他にも、アイソタクティシティが高い結晶性ポリオキシアルキレンポリオールを得る方法として、サレン錯体を触媒として用いる方法(例えば、Journal of the American Chemical Society、2005年、第127巻、第33号、p.11566−11567参照)が知られており、この方法を使用しても良い。例えば、キラル体のAOを用い、その開環重合時に、開始剤として、グリコール又は水を用いる場合、末端にヒドロキシル基を有するアイソタクティシティが50%以上であるポリオキシアルキレングリコールを得ることができる。アイソタクティシティが50%以上であるポリオキシアルキレングリコールは、その末端を例えば、カルボキシル基になるように変性しても良い。なお、アイソタクティシティが50%以上のポリオキシアルキレンポリオールの製造方法を使用することにより、容易に結晶性が高いポリエーテル樹脂を得ることができる。
グリコールとしては、前述したジオールを使用することができ、カルボキシ変性するためのカルボン酸としては、前述したジカルボン酸を使用することができる。
結晶性ポリオキシアルキレンポリオールの製造に用いるAOとしては、例えば、炭素数3〜9のものを使用することが好ましく、例えば、PO、1−クロロオキセタン、2−クロロオキセタン、1,2−ジクロロオキセタン、エピクロルヒドリン、エピブロモヒドリン、1,2−BO、メチルグリシジルエーテル、1,2−ペンチレンオキサイド、2,3−ペンチレンオキサイド、3−メチル−1,2−ブチレンオキサイド、シクロヘキセンオキサイド、1,2−へキシレンオキサイド、3−メチル−1,2−ペンチレンオキサイド、2,3−ヘキシレンオキサイド、4−メチル−2,3−ペンチレンオキサイド、アリルグリシジルエーテル、1,2−へプチレンオキサイド、スチレンオキサイド、フェニルグリシジルエーテルなどが挙げられる。

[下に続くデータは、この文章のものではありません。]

PR #662, opened 2025-07-01
Added uv as an executor for python code

JanNeuendorf:
With this you can use [uv](https://github.com/astral-sh/uvl) to execute python code by changing the language name to "uv". 
This calls `uv run --script -q (file)`. You can use the syntax for script dependencies:
```python
/// # /// script
/// # requires-python = ">=3.12"
/// # dependencies = [
/// #     "numpy",
/// # ]
/// # ///
import numpy as np
print("Hello from ts.py!")
```
and then use the triple slashes to hide it in the presentation.

### DIFF
--- a/executors.yaml
+++ b/executors.yaml
@@ -79,6 +79,11 @@ python:
   commands:
     - ["python", "-u", "$pwd/snippet.py"]
   hidden_line_prefix: "/// "
+  alternative:
+    uv:
+      filename: "snippet.py"
+      commands:
+        - ["uv", "run", "--script", "-q", "$pwd/snippet.py"]
 r:
   filename: snippet.R
   commands:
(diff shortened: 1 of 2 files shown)


executors.yaml
```diff
@@ -119,6 +119,11 @@ sh:
   commands:
     - ["sh", "$pwd/script.sh"]
   hidden_line_prefix: "/// "
+uv:
```
mfontanini, line 122: Can you add this instead as an `alternative` executor for `python`? See https://github.com/mfontanini/presenterm/blob/master/executors.yaml#L103-L104. By doing this you can still use `python` as the language in your snippet (so you hopefully get highlighting in your editor) but you just have to specify how the program is ran:

~~~markdown
```python +exec:uv
print("hi")
```
~~~

executors.yaml
```diff
@@ -119,6 +119,11 @@ sh:
...
+  filename: snippet.py
+  commands:
+    - ["uv", "run","--script","-q", "$pwd/snippet.py"]
```
mfontanini, line 125: nit: can you add proper spacing in between array elements here?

これらのAOの中でも、PO、1,2−BO、スチレンオキサイド及びシクロへキセンオキサイドを使用することが好ましく、PO、1,2−BO、シクロへキセンオキサイドを使用することがより好ましい。
なお、これらのAOは、1種類を単独で使用しても良く、2種類以上を併用して使用しても良い。
また、結晶性ポリオキシアルキレンポリオールのアイソタクティシティは、得られる結晶性ポリエーテル樹脂の高シャープメルト性及び耐ブロッキング性の観点から、70%以上であることが好ましく、80%以上であることがより好ましく、90%以上であることが更に好ましく、95%以上であることがより更に好ましい。

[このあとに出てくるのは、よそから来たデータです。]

Issue #213, opened 2024-02-17
Remote images no longer loading


sachinsenal0x64:
![image](https://github.com/mfontanini/presenterm/assets/127573781/f3dc7a4c-de99-4072-a07c-77b94100706d)

image-protocol = kitty-remote

mfontanini:
That never worked and I don't think it's a good idea to do so. That makes presentations irreproducible and also can cause your live presentation to fail to load because of e.g. a shitty Internet connection.

sachinsenal0x64:
Ok, thanks for the quick reply.

PR #664, opened 2025-07-05
doc: clarify why no remote URLs work with images

ryuheechul:
addresses the need of having to search or create issues like https://github.com/mfontanini/presenterm/issues/213#issuecomment-1950342423


mfontanini:
Thanks!

mfontanini:
Added an explicit error when using http(s) URLs in image tags in #666

PR #680, opened 2025-07-11
feat: add support for multiline subtitle

barr-israel:
Using slightly modified code from #679 to also allow multiline subtitles.

One thing I didn't have a solution for was the build error in line 94, which will report a PresentationTitle error when there is an error parsing the subtitle, because there is no PresentationSubtitle error, and there is no clean way to separate the cases.  
I would argue that this is just a parsing error and the location it happened at should be passed inside it.


mfontanini:
Nice, thanks!

PR #719, opened 2025-09-02
fix: don't add extra heading lines depending on font size

### LINKED ISSUE #714: `font_size` should change font of the line that it is declared
`font_size` only changes the font size on the line after, not the line itself, which I found surprising.

### What I Did

I'm trying to make a large H2, a smaller H3 and then regular body text underneath:

```markdown
<!-- font_size: 3 -->
## TITLE
<!-- font_size: 2 -->
### Subtitle
<!-- font_size: 1 -->
> TODO
```

### What I Expected

I expected the headings to be bunched up together, like they are if you set these sizes in the theme file:

```yaml
  h2:
    font_size: 3
  h3:
    font_size: 2 
```

Image.

### What Happened

Image

The font size change only takes place on the line AFTER, meaning it's never possible to affect the newline after the heading.

I get why this is *technically* reasonable, the `\n` occurred before the comment, but I believe it's suprising from a user's point of view? 

The current workaround is to go back to setting sizes in my theme file - but I'd like to separate size from semantics, so my document is semantically correct, but with a presentation where I can hand-craft each element's individual size.

#Proposed Fix

I propose these comments should apply to the line they are on, in addition to subsequent lines. Should someone want the existing behaviour, `<!-- new_line -->` is available to provide that.

Thanks as always! 😁

mfontanini:
This changes the behavior when an explicit `font_size` is set and a heading other than a slide title is used, so that we only add a single extra line after the heading, rather than one line per font size (e.g. 3 lines for font size 3). This was a deliberate choice initially but I'm not exactly sure why. If this breaks someone's flow please comment here!

Closes #714

### DIFF
--- a/src/presentation/builder/heading.rs
+++ b/src/presentation/builder/heading.rs
@@ -58,7 +58,7 @@ impl PresentationBuilder<'_, '_> {
         text.apply_style(&style.style);
 
         self.push_text(text, element_type);
-        self.push_line_breaks(self.slide_font_size() as usize);
+        self.push_line_break();
         Ok(())
     }
 }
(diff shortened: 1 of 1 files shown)


0atman:
YES DUDE! :tada: 

```markdown
<!-- font_size: 6 -->
# `OBSIDIAN`
<!-- font_size: 4 -->
# FOR STUDENTS
```
Screenshot-1756898888


Thank you so much for fixing this for me, I'm literally about to record, so this has saved so much faffing around with having different headings for the combined presenterm/web article!

The only negative is that I've reset my upgrade scripts to grab presenterm git latest - meaning more compiles for me :laughing:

なお、本実施形態におけるアイソタクティシティは、Macromolecules、vol.35、No.6、2389−2392頁(2002年)に記載されている方法などにより算出することができる。ここでは、その方法について、簡単に説明する。
測定試料約30mgを直径5mmの13C−NMR用試料管に秤量し、約0.5mlの重水素化溶剤を加えて溶解させ、分析用試料とする。重水素化溶剤としては、試料を溶解させることのできれば特に限定されず、例えば、重水素化クロロホルム、重水素化トルエン、重水素化ジメチルスルホキシド、重水素化ジメチルホルムアミドなどが挙げられる。13C−NMRの3種類のメチン基由来の信号は、各々、シンジオタクチック値(S)75.1ppm付近、ヘテロタクチック値(H)75.3ppm付近及びアイソタクチック値(I)75.5ppm付近に観測される。

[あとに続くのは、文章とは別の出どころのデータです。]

PR #722, opened 2025-09-05
docs: sync supported terminals

gcavelier:
Just a small patch to have the same lists of supported terminals in `docs/src/features/images.md`, `examples/demo.md` and `README.md`


mfontanini:
Thanks!

PR #5906, opened 2022-01-20
send CC error message to client

### LINKED ISSUE #5905: Payment: Error from stripe doesn't propagate to the client
AC
- [ ] When updating a CC results in a `do_not_honor` the message should be sent to the client

Estimate: 4 hours

mattkrick:
Fix #5905

Updating credit cards did not show an error message

TEST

アイソタクティシティは、次の計算式(1)により算出することができる:
アイソタクティシティ(%)=[I/(I+S+H)]×100 計算式(1)
計算式(1)中、Iはアイソタクチック信号の積分値であり、Sはシンジオタクチック信号の積分値であり、Hはヘテロタクチック信号の積分値である。
《ポリビニル樹脂》
本実施形態の無色透明トナーで使用できる結着樹脂において、ウレタン結合及び/又はウレア結合を有する、結晶性ポリビニル樹脂を使用することができる。
ポリビニル樹脂としては、特に制限はないが、結晶性を有するビニルモノマーを構成単位にしたものを使用することができる。このとき、必要に応じて結晶性を有さないビニルモノマーを構成単位として含有させても良い。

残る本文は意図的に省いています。